Purpose/Objective(s): The IMRT technique for uterine cancer helps to lower dose to organs at risk, especially the bone marrow. PORTEC-2 also showed comparable outcomes of VB alone compared to external pelvic RT for high-intermediate risk patients. Few reports examine the combination of IMRT+VB, especially in the setting of chemotherapy for advanced patients. Here, we look at the long-term effects of adjuvant IMRT+VB “sandwiched” between carboplatin and paclitaxel chemotherapy (C-T Cx).

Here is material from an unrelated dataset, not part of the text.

Issue #9812, opened 2021-04-14
The interaction between `url_preview_ip_range_blacklist` and outbound HTTP proxies is confusing


anoadragon453:
Context: https://github.com/matrix-org/synapse/issues/9417#issuecomment-816262975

Materials/Methods: We reviewed 206 patients treated with adjuvant IMRT+VB and sandwich chemotherapy for Stage I-III uterine cancer from 2009 - 2016. Patients were surgically staged with no visible residual disease. Chemotherapy regimen involved C-T Cx every 21 days for 3 cycles, followed by IMRT+VB, followed by 3 additional cycles of C-T Cx. Patients were to have received at least one cycle post-RT to be included. Toxicities were graded with CTCAE, version 4.03. Rates for local control (LC), distant metastasis (DM), disease-free survival (DFS), and overall survival (OS) were examined using Kaplan-Meier survival curves.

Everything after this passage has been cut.